Dietary sources of alpha-linolenic acid (ALA), another omega-3 fatty acid, include:

  • Dark green leafy vegetables
  • Flaxseed oil
  • Some nuts (such as walnuts and almonds)
  • Some vegetable oils (including soybean oil and pumpkin seed oil).

Omega-6 fatty acids are found in most vegetable oils, poultry and eggs. Doctors recommend eating a diet that contains a 1:1 ratio of omega-6 to omega-3 fatty acids. According to researchers at the University of Maryland, however, the typical North American diet contains up to 25 times more omega-6 fatty acids than omega-3s.

Alzheimer’s and Omega-3s: What’s the Connection?

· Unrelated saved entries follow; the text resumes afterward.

Issue #27, opened 2022-10-12
Drop JQuery dependency


tachyons:
Though we removed jquery ui, we still have jquery in our codebase. which need to be removed and use native DOM methods

disha1202:
Hi @tachyons, 
I would like to work on this.

tachyons:
@disha1202 You can start working on this, but since jquery is used in several files, PR will be very huge. So I suggest you create PRs with changes per file. Also multiple people can work on this if you cab mention which file/files you want to work on

disha1202:
Sure @tachyons, I would like to start with Verilog2CV.js file.

snehalshah8429:
@tachyons can I work on this?

snehalshah8429:
@tachyons  I would like to contribute on this

snehalshah8429:
@disha1202 do you need any help in this project?

PRO-BROS:
Very well. Facing the same issue but now resolved on my [site](https://prhocoding.com/)

disha1202:
@tachyons, I've removed JQuery dependency in Verilog2CV.js file.
Please take a look.

GarvitSinghal47:
@tachyons and @devartstar as there are multiple js files in which there is still jquery present in them I would like to work and help remove jquery from some of the files.

GarvitSinghal47:
Hey @tachyons  as i discussed in the slack i am currently working on circuit.js file.

niladrix719:
i am working on action.js

antriksh-9:
Hey @Arnabdaz @Prerna-0202 I have worked on PR #226.

antriksh-9:
I am working on testbench.js file.

antriksh-9:
I am working on tutorials.js file.

antriksh-9:
I am working on ux.js file.

antriksh-9:
I am working on canvasApi.js file.

tachyons:
Note: when you move transitions like fade from JQuery, use [Vue transitions](https://vuejs.org/guide/built-ins/transition) instead of trying to implement it vanilla JS.

PR #34, opened 2022-12-29
refactor: removed JQuery dependency from verilog.js file

disha1202:
Fixes: #27 

Removed JQuery dependency from verilog.js file


disha1202:
@devartstar Please take a look.

PR #53, opened 2023-01-07
draft PR: search functionality in custom shortcuts panel

### LINKED ISSUE #48: Add a search functionality to Custom keyboard shortcuts section
**Is your feature request related to a problem? Please describe.**

- It would be much easier to search for a certain shortcut if a user wants to alter or view one than to scroll all the way to the bottom.

**Describe the solution you'd like**

- Add a search area and a button to filter out the shortcut.

**Additional context**
**ScreenShot:**
Screenshot from 2023-01-05 07-23-04

**Are you working on this? (Yes/No)**
**YES**

palashb01:
Fixes #48 

**Changes:**

- a search bar in the custom shortcut panel.

**Demo Video:**
circuitverse_draft_pr

**Problem:**

- Currently to check whether the given custom input is  assigned to something  is a procedure where, inside `customShortcuts.vue` a function 
` warnOverride($('#pressedKeys').text(), targetPref.value)` is called where `targetPref` send something like this:

Screenshot from 2023-01-07 08-01-28

- after this inside `actions.js` file a function is called [ref](https://github.com/CircuitVerse/cv-frontend-vue/blob/043093ba49fd9224e6d195d4d4289bb4504cc7ec/src/simulator/src/hotkey_binder/model/actions.js#L110), which iterate through all the present children of div and match whether it has been assigned already or not.
- with the new changes if you search something then the number of shortcuts will reduce on the screen which reduces the child div;s because of this:

- **if you try to assign a shortcut that has already been assigned to something else( which is not shown on the screen) then it won't warn and just assign that shortcut to the given command.** 

> I was wondering if there could be a way to implement this feature of checking the assigned shortcuts differently instead of children div's then this search functionality could work much better.

cc: @devartstar @tachyons

### DIFF
--- a/src/components/DialogBox/CustomShortcut.vue
+++ b/src/components/DialogBox/CustomShortcut.vue
@@ -14,7 +14,8 @@
                 >
                     <v-icon>mdi-close</v-icon>
                 </v-btn>
-                <div id="customShortcutDialog" title="Keybinding Preference">
+                <v-text-field label="Search Command" v-model="search"></v-text-field>
+                <div v-if="search && searchCommand().length" id="customShortcutDialog" title="Keybinding Preference">
                     <!-- Edit Panel -->
                     <div id="edit" tabindex="0" @keydown="updateEdit($event)">
                         <span style="font-size: 14px">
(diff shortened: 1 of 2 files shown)


Arnabdaz:
fixed

Issue #54, opened 2023-01-07
Edit icon on hover in Custom Shortcuts


devartstar:
**Describe the bug**
Hovering on custom shortcut must show an edit(`pencil`) icon.

**To Reproduce**
1. Go to Navbar -> Tools
2. Click on Custom Shortcut
3. Hover on any of them
4. Compare with [www.circuitverse.org](www.circuitverse.org)

**Screenshots**
<img width="719" alt="Screenshot 2023-01-07 at 5 32 51 PM" src="https://user-images.githubusercontent.com/61665451/211151183-2a13f7ab-cbcf-4319-8de6-c0d690005d05.png">

**Device Information [optional]:**

**Are you working on this issue? (Yes/No)**
No

palashb01:
Hey @devartstar , I would love to work on this, could you please assign this Issue to me, Thanks.

Shu12388y:
Hi, shubham here can you assign this issue to me.  I would love to work on this issue

palashb01:
Hello @Shu12388y , i have already raised a PR and it is under review you can checkout other issues,. Thanks.

Krupalll20:
heyyy @palashb01 is this issue still open to contribute?

Adarsh9306:
Heyy @devartstar if the issue is still open , can I work on this issue? please assign it to me.

souravgope:
i want to work on this issue please assgin me

PR #58, opened 2023-01-07
add: Pencil icon on hover in custom shortcut panel.

palashb01:
Added a pencil-outline icon on hover in custom shortcuts panel.
Fixes: #54

- added a pencil-outline icon

circuitverse

### DIFF
--- a/src/components/DialogBox/CustomShortcut.vue
+++ b/src/components/DialogBox/CustomShortcut.vue
@@ -40,7 +40,7 @@
                             v-for="(keyOption, index) in keyOptions"
                             :key="index"
                         >
-                            <span id="edit-icon"></span>
+                            <span id="edit-icon"><v-icon>small mdi-pencil-outline</v-icon></span>
                             <div>
                                 <span id="command">{{ keyOption[0] }}</span>
                                 <span id="keyword"></span>


devartstar:
@palashb01 can you use the same icon as used in the current simulator to maintain consistency?

palashb01:
> @palashb01 can you use the same icon as used in the current simulator to maintain consistency?

Since you used MDI with vuetify for the icons, I implemented this with the same library but there is no icon similar or exact to the one being used in the main simulator, will change the library to find the exact icon

devartstar:
or you can use the edit_icon png which is already present.
`.../simulator/src/img/edit_icon.png`

palashb01:
@devartstar I have made the changes, kindly review the PR, Thanks.

tachyons (changes requested):
Not working, you can check the deploy preview to verify

palashb01:
> Not working, you can check the deploy preview to verify

it's working locally not sure why the preview is showing the changes, could you please verify it once by running the instance locally, Thanks.

**Demo:**
circuit

tachyons:
If it is not working in preview, it won't work in production as well. It is likely that file path format you specified is not compatible with the loader

devartstar:
@palashb01 its not working because of the way you are adding URL to background -> `url(src/assets/img/edit_icon.png)`
after building, the location of the files changes hence it wont be able to find the image.
image
Try adding relative path or importing the image.
you can run the command `npm run build` and `npm run preview` to build and check.

Arnabdaz:
fixed by #112

PR #212, opened 2023-12-18
fix: remove 'overflow' property in user-field class

Rajveer07:
### Before 
Screenshot 2023-12-18 210101
### After 
Screenshot 2023-12-18 210216


Arnabdaz (approved):
cc @vedant-jain03

PR #227, opened 2023-12-26
feat: fixed printing bool tables

### LINKED ISSUE #198: Printing Combinational Analysis - Faulty UI
**Describe the bug**
While printing in the combinational analysis part, visibility of the scrollbar was a problem - it had a scrollbar on the side while printing.
Also, the max width was set - it could not be variable.

**To Reproduce**
1. Go to Tools
2. Click on Combinational Analysis
3. Create a table. Preferably with somewhat larger variable size. (Eg. ABCDE)
4. Click on Print Table.
5. View the table. Click on cancel in the pop-up that appears.
6. The browser pop-up window also had a max-width set, which was hindering views.

**Expected behavior**
Users would expect the whole table to show on the page. There seems to be no reason why the table should have constrained height.

**Screenshots**
image

**Device Information [optional]:**
- OS: Windows
- Browser: Brave [Chromium]
- Version 1.61.101

**Are you working on this issue? (Yes/No)**
Yes.

Yarlord:
Fixes #

The print tables in boolean tables couldn't generate the whole pdf, instead only a portion of it was visible. I fixed the small issue in UI part, so that the whole truth table could be generated in the PDF format (tldr; scroll issue fixed in print table).
resolve #198 

#### Before
image
Here, only one page was visible. 

#### After
image
Here, all the pages and cells in the table are visible.

### DIFF
--- a/src/components/DialogBox/CombinationalAnalysis.vue
+++ b/src/components/DialogBox/CombinationalAnalysis.vue
@@ -699,7 +699,7 @@ function printBooleanTable() {
         table, th, td {border: solid 1px #DDD;border-collapse: 0;}
         tbody {padding: 2px 3px;text-align: center;} 
         </style>`.replace(/\n/g, "")
-    var win = window.open('', '', 'height=1d 400,width=700')
+    var win = window.open('', '', 'height=700,width=700')
     var htmlBody = `
                        <html><head>\
                        <title>Boolean Logic Table</title>\
--- a/src/components/DialogBox/CombinationalAnalysis.vue
+++ b/src/components/DialogBox/CombinationalAnalysis.vue
@@ -8,7 +8,7 @@
         :is-persistent="true"
         :table-header="tableHeader"
         :table-body="tableBody"
-        message-text="BooleanLogicTable"
+        message-text="Boolean Logic Table"
         @button-click="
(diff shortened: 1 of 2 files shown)


src/components/DialogBox/CombinationalAnalysis.vue
```diff
@@ -690,10 +690,16 @@ function generateCircuit() {
...
+
     var style =
-        '<style> table {font: 20px Calibri;} table, th, td {border: solid 1px #DDD;border-collapse: collapse;} padding: 2px 3px;text-align: center;} </style>'
-    var win = window.open('', '', 'height=700,width=700')
+        `<style>
+        table {font: 40px Calibri;}
+        table, th, td {border: solid 1px #DDD;border-collapse: 0;}
+        tbody {padding: 2px 3px;text-align: center;} 
+        </style>`.replace(/\n/g, "")
+    var win = window.open('', '', 'height=1d 400,width=700')
```
Arnabdaz, line 702: keep the height 700
```suggestion
    var win = window.open('', '', 'height=700,width=700')
```

Arnabdaz (changes requested):

Arnabdaz (approved):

Omega-3 fatty acids appear to play an important role in cognitive function. Omega-3s are very concentrated in the brain, particularly DHA, which is located in the membranes surrounding nerve cells. Studies on Alzheimer’s and omega-3s suggest that omega-3 fatty acids may slow cognitive decline in some patients with mild Alzheimer’s symptoms. Omega-3 fatty acids appear to accomplish this by:

  • Improving cardiovascular health
  • Protecting the brain’s nerve cell membranes (due to their anti-inflammatory properties)
  • Stimulating stronger connections between neurons in the brain.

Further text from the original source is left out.